Головин развёл руками:
— Сам знаешь, война что молох: жрёт, жрёт и никак не насытится. Связал себя государь по рукам и по ногам войною да союзом с Августом. Союзник же сей ненадёжный, норовит поболе взять, а ничего взамен не дать. А государь наш прост и добр: прилепился к Августу и не отлепится, как его ни отвращай. Последние деньги из казны ему отдал. Мы ныне побираемся яко нищие — кто пожертвует на алтарь отечества. От купцов да от бояр, тех, кто побогаче, займаем без отдачи.
— И ко мне был государь с докукою.
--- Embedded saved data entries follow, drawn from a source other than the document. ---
PR #322, opened 2017-06-03
Implement player leveling

Allofich:
Implements player leveling. As far as I know everything that should be implemented is implemented. Unity saves will at some point need to store the sum of starting skills used in calculating levels. For now this value is estimated based on the current level.

### DIFF
--- a/Assets/Scripts/API/Save/CharacterRecord.cs
+++ b/Assets/Scripts/API/Save/CharacterRecord.cs
@@ -69,6 +69,7 @@ namespace DaggerfallConnect.Save
             doc.currentSpellPoints = parsedData.currentSpellPoints;
             doc.currentFatigue = parsedData.currentFatigue;
             doc.skillUses = parsedData.skillUses;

А потом спросил: «Како веруешь да пьёшь ли?» Я ему и ответил: верую-де в бога Бахуса, поклоняюсь пророку его Ивашке Хмельницкому, пью с умом. Он весьма одобрил.
— Винопитие у нас чрезмерно, — сокрушённо произнёс Головин. — И сам государь окорота ему не учинит: привержен. Здоровья не бережёт, а потому то и дело недуг его хватает.
— Труды великие на себя взвалил, вот и в винопитии разряжается, — заметил Черкасский.
— Труды? Великие? — переспросил было Головин. И про себя вдруг подумал, а не чрезмерны ли они? Не перехватил ли государь? Странное дело, но он впервые словно бы объял умом всё содеянное ими за последние годы. И им тоже. Оправдают ли их потомки, чей суд должен быть нелицемерен. Сколько народу загублено на строительстве флота. А нужен ли России столь великий флот? Корабли гниют в портах, потому что им не чего перевозить, а люди на них изнывают от безделья, однако поедают казённый харч. А новые крепости тягота казне, новые порты... Слишком крут поворот, слишком непомерен масштаб соделываемого. Дома не успел построить. Это у государя сила и энергия бьют через край, а страна, народ не поспевают, да и откуда взяться столь великой непомерности?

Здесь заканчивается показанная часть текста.